Note: By tagging the vertices 'from' and 'to', the resulting graph can be visualized.
g.v().tag("from").out("follows").tag("to").view("follows").render()
g.v().tag("from").out("follows").tag("to").view("follows").url
file:///Path/to/your/cog_home/views/follows.html
List all views
g.lsv()
['follows']
Load existing visualization
g.getv('follows').render()
starting from a vertex, follow all out going edges and tag them
g.v("bob").out().tag("from").out().tag("to").all()
{'result': [{'from': 'fred', 'id': 'greg', 'to': 'greg'}]}
starting from a vertex, follow all incoming edges and list all vertices
g.v("bob").inc().all()
{'result': [{'id': 'alice'}, {'id': 'charlie'}, {'id': 'dani'}]}
Loading data from a file
Triples file
from cog.torque import Graph
g = Graph(graph_name="people")
g.load_triples("/path/to/triples.nt", "people")
Edgelist file
from cog.torque import Graph
g = Graph(graph_name="people")
g.load_edgelist("/path/to/edgelist", "people")
Low level key-value store API:
Every record inserted into Cog's key-value store is directly persisted on to disk.
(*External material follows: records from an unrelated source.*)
PR #3043, opened 2019-09-10
wire: update how experimental csv patches are managed

niftynei:
We used to append new patches to a single file. This caused
some problems and is a lot harder to cleanup later.

This patch moves the experimental patches to their own, individual
patch files, that are named for the current commit of the BOLTDIR.
(Excepting the existing patchfile, which is from the gossip queries
branch).

Also moves from using LOCAL_BOLTDIR to BOLTDIR, since that's likely
to be the directory that the updated RFC files are in. I blew
my rfc repo away by accident a few weeks ago because of this.


wire/Makefile
```diff
@@ -38,10 +38,11 @@ extract-bolt-csv: bolt-precheck
 	@echo '#include <wire/onion_defs.h>' > wire/extracted_onion_wire_csv
 	@$(BOLT_EXTRACT) $(LOCAL_BOLTDIR)/04*.md >> wire/extracted_onion_wire_csv
 
-# Explicit command to add diff of BOLT CSV's to an experimental_csv file
+# Explicit command to add patchfile for BOLT CSV's
 extract-experimental-bolt-csv: bolt-precheck
-	@$(BOLT_EXTRACT) $(LOCAL_BOLTDIR)/0[127]*.md | diff -u wire/extracted_peer_wire_csv - >>wire/extracted_peer_experimental_csv | if [ $$? -lt 0 ];then exit 1;fi
-	@{ echo '#include <wire/onion_defs.h>'; $(BOLT_EXTRACT) $(LOCAL_BOLTDIR)/04*.md; } | diff -u wire/extracted_onion_wire_csv - >>wire/extracted_onion_experimental_csv | if [ $$? -lt 0 ];then exit 1;fi
+	@$(eval BOLT_GIT_SHA := $(shell git -C $(BOLTDIR) log | head -n1 | cut -c 8-16))
```
niftynei: uses the git sha of the bolt-directory

wire/Makefile
```diff
@@ -50,11 +51,15 @@ wire/extracted_onion_experimental_csv:
 	@touch $@
 
 ifeq ($(EXPERIMENTAL_FEATURES),1)
-wire/gen_peer_wire_csv: wire/extracted_peer_experimental_csv wire/extracted_peer_wire_csv
-	@patch --silent -o $@ wire/extracted_peer_wire_csv $<
+wire/gen_peer_wire_csv: wire/extracted_peer_wire_csv
+	@cp $< $@
+	@$(eval EXP_FILES := $(wildcard wire/extracted_peer_experimental_*))
```
niftynei: uses this instead of an inline shell glob because empty globs return themselves, which errors.

wire/Makefile
rustyrussell: `git rev-parse HEAD` ?  But elsewhere we use BOLTVERSION rather than whatever happens to be checked out in $BOLTDIR.  I can see argumetns for both.

The mix of Make and shell here is really doing my head in, too! :boom:

wire/Makefile
rustyrussell: True, and shopt -s nullglob is a bashism :(

Still, using a Makefile var instead of using $(wildcard...) directly below is kinda weird.

Also, please consider GitHub to be transient: anyhing worth commenting like this needs to be in the source itself...

wire/Makefile
```diff
@@ -50,11 +50,16 @@ wire/extracted_onion_experimental_csv:
...
-wire/gen_peer_wire_csv: wire/extracted_peer_experimental_csv wire/extracted_peer_wire_csv
-	@patch --silent -o $@ wire/extracted_peer_wire_csv $<
+EXPERIMENTAL_PEER_PATCHES := $(wildcard wire/extracted_peer_experimental_*)
+EXPERIMENTAL_ONION_PATCHES := $(wildcard wire/extracted_onion_experimental_*)
 
-wire/gen_onion_wire_csv: wire/extracted_onion_experimental_csv wire/extracted_onion_wire_csv
-	@patch --silent -o $@ wire/extracted_onion_wire_csv $<
+wire/gen_peer_wire_csv: wire/extracted_peer_wire_csv
+	@cp $< $@
+	@for exp in $(EXPERIMENTAL_PEER_PATCHES); do patch --silent $@ $$exp; done
```
rustyrussell: Let's do this via a temporary in case things go wrong?  Plus set -e to abort?

```
@set -e; trap "rm -f $@.$$$$" 0; cp $< $@.$$$$; for exp in $(EXPERIMENTAL_PEER_PATCHES); do patch --silent $@.$$$$ $$exp; done; mv $@.$$$$ $@
```

niftynei:
re-upping the ACK https://github.com/ElementsProject/lightning/pull/3043/commits/ecce60e19441382a1fe7b5a9f5f0153b7da58070

PR #3045, opened 2019-09-10
WIP: Allow creating invoices with `description_hash`.

fiatjaf:
I'm creating a PR instead of an issue because it seemed less trashy; Sorry if I'm doing everything wrong. Also, my experience with C is almost none so my commits will all look like crap -- feel free to tell me to shut up and go home (but if you do that please implement `description_hash` for me).

Anyway, I'm not sure if I should create a new `description_hash` option in the `invoice` API or if I should just capture a large description and turn it into a`description_hash`. Then I don't know if I should discard the full description entirely or if I should store it in the `invoices` table. If I don't store the full description in the invoices table then I should store the description hash, in which case I should create that column in the table, right?

Last thing, I think, is that the `decodepay` API should be modified to accept a description so it can check against the description_hash -- but I don't think it should fail if a description isn't provided, or should it? Also a description shouldn't be required when `pay`ing an invoice with description_hash. I'm not sure if something has to be changed somewhere to allow that.


lightningd/invoice.c
```diff
@@ -700,7 +700,6 @@ static struct command_result *json_invoice(struct command *cmd,
 		   p_opt("fallbacks", param_array, &fallbacks),
 		   p_opt("preimage", param_tok, &preimagetok),
 		   p_opt("exposeprivatechannels", param_bool, &exposeprivate),
-		   p_opt("description_hash", param_sha256, &description_hash),
```
darosior: Why removing this parameter ? It might be useful. Anyway if you want to remove it you should drop the first commit instead.

lightningd/invoice.c
```diff
@@ -682,7 +682,7 @@ static struct command_result *json_invoice(struct command *cmd,
 	const u8 **fallback_scripts = NULL;
 	u64 *expiry;
 	struct sha256 rhash;
-	struct sha256 *description_hash;
```
darosior: You might want to keep it as a pointer tu support both parameter and long descriptions

fiatjaf:
This is not ready. I put this PR here instead of an issue to ask questions about how should I proceed.
Yes, my second commit reverts the first, but I can rebase/squash everything in the end.

lightningd/invoice.c
fiatjaf: According to BOLT11 if there's a description_hash in the invoice there shouldn't be a description, and vice-versa. The current API requires a description parameter, so I'm not sure how could we allow a description_hash to be passed.

rustyrussell:
I ripped that functionality out a few versions ago.  There's currently no transport which handles an external description, so the recommendation is to avoid description_hash for now.

fiatjaf:
I wanted this for `lnurl-pay`. That would be one of the transports which would handle the external description. I didn't think that transport should be something standardized and specified in the BOLTs. But now if we're going to have "offers" that could be it.

PR #3053, opened 2019-09-12
fix macOS build & update docs

jrapoport:
Makefile wasn't respecting adding things to LDFLAGS or CPPFLAGS. Besides general goodness, this is necessary to add the proper include paths to avoid a sqlite mismatch error when running the build with a newer version of sqlite installed (e.g. via brew).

It stores and retrieves data based on hash values of the keys, it can perform fast look ups (O(1) avg) and fast (O(1) avg) inserts.
from cog.database import Cog
cogdb = Cog('path/to/dbdir')
# create a namespace
cogdb.create_namespace("my_namespace")
# create new table
cogdb.create_table("new_db", "my_namespace")
# put some data
cogdb.put(('key','val'))
# retrieve data
cogdb.get('key')
# put some more data
cogdb.put(('key2','val2'))
# scan
scanner = cogdb.scanner()
for r in scanner:
print r
# delete data
cogdb.delete('key1')
Config
If no config is provided when creating a Cog instance, it will use the defaults:
COG_PATH_PREFIX = "/tmp"
COG_HOME = "cog-test"
Example updating config
from cog import config
config.COG_HOME = "app1_home"
data = ('user_data:id=1','{"firstname":"Hari","lastname":"seldon"}')
cog = Cog(config)
cog.create_namespace("test")
cog.create_table("db_test", "test")
cog.put(data)
scanner = cog.scanner()
for r in scanner:
print r
Performance
Put and Get calls performance:
put ops/second: 18968
get ops/second: 39113
The perf test script is included with the tests: insert_bench.py and get_bench.py
INDEX_LOAD_FACTOR on an index determines when a new index file is created, Cog uses linear probing to resolve index collisions. Higher INDEX_LOAD_FACTOR leads slightly lower performance on operations on index files that have reached the target load.